● Stored data
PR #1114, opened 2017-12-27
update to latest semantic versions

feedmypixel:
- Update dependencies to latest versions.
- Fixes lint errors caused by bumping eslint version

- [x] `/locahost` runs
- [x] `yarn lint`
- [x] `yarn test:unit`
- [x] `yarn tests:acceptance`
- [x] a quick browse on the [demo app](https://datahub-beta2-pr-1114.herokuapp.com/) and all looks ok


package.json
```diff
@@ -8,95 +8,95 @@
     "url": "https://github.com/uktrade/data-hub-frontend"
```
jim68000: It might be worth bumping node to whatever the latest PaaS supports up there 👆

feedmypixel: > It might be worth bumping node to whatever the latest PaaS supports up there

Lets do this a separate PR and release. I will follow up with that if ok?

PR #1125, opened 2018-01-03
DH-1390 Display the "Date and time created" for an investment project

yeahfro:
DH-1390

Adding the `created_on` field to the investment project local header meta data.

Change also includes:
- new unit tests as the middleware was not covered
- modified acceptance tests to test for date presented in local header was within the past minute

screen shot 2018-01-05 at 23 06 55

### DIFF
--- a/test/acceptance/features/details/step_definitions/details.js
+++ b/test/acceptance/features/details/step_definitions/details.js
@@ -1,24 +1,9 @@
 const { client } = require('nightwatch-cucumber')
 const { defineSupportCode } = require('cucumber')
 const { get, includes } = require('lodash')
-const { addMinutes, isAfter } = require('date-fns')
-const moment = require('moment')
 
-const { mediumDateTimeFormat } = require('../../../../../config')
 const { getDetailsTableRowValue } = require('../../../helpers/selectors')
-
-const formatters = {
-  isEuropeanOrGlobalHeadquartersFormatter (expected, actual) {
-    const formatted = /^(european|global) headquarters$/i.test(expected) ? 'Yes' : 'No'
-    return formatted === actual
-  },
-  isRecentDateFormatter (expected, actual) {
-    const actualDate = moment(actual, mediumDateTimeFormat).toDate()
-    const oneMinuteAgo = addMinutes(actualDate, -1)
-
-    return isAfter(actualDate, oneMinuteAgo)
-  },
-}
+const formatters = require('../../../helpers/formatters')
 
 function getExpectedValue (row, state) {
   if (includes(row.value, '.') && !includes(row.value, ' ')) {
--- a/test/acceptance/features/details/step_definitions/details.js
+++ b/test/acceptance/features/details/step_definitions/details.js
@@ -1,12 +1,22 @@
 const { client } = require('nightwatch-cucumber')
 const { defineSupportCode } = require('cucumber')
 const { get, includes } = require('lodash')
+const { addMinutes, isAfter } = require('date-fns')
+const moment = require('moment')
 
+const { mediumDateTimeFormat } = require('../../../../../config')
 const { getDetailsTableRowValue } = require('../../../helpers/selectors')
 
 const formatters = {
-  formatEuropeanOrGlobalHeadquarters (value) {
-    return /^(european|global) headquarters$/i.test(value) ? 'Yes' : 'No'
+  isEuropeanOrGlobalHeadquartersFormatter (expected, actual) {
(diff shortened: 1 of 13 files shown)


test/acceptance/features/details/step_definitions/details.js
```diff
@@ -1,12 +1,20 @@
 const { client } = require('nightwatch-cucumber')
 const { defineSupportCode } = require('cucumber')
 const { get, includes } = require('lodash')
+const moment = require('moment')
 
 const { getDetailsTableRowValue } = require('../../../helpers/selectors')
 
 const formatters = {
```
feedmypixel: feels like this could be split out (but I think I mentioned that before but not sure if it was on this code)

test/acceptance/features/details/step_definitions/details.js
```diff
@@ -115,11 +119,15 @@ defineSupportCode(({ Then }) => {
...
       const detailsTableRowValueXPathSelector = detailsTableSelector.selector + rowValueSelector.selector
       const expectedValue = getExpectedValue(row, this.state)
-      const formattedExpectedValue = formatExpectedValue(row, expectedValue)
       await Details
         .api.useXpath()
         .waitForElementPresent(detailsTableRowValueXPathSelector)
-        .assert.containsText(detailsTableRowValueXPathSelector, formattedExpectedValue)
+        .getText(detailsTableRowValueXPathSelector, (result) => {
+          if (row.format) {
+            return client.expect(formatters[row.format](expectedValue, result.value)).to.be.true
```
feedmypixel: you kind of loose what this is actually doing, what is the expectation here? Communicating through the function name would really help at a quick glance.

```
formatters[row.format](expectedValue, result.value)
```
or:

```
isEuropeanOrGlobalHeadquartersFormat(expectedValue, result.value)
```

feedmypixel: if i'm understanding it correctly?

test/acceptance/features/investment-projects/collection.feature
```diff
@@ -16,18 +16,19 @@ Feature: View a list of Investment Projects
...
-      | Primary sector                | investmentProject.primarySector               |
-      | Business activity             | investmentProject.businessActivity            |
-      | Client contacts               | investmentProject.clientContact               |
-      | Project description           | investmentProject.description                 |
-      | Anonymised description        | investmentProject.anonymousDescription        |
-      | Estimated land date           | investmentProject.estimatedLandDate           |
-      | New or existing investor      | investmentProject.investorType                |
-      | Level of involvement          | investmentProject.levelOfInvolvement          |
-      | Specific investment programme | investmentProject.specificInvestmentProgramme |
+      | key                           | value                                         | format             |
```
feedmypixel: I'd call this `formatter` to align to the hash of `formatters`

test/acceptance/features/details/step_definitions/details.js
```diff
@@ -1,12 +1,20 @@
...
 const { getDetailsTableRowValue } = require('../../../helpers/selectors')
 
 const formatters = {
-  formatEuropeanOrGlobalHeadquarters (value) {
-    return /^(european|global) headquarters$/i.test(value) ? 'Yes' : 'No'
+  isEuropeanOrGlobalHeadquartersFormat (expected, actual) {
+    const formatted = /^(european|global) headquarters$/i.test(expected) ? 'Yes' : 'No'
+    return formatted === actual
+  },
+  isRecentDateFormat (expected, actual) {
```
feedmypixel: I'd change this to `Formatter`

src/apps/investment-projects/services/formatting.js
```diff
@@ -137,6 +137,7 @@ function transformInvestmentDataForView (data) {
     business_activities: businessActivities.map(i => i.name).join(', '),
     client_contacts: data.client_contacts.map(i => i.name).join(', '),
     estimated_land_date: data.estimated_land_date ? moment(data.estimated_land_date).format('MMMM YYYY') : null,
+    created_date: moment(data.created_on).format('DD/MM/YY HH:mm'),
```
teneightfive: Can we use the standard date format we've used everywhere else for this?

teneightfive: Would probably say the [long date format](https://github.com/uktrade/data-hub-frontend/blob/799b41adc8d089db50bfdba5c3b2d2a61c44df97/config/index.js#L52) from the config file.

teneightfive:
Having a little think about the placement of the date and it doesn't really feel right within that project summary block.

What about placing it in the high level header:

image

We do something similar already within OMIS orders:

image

● Problem details
Copy down every line of the entries containing the word "teneightfive".

● Exercise response
teneightfive: Can we use the standard date format we've used everywhere else for this?
teneightfive: Would probably say the [long date format](https://github.com/uktrade/data-hub-frontend/blob/799b41adc8d089db50bfdba5c3b2d2a61c44df97/config/index.js#L52) from the config file.
teneightfive:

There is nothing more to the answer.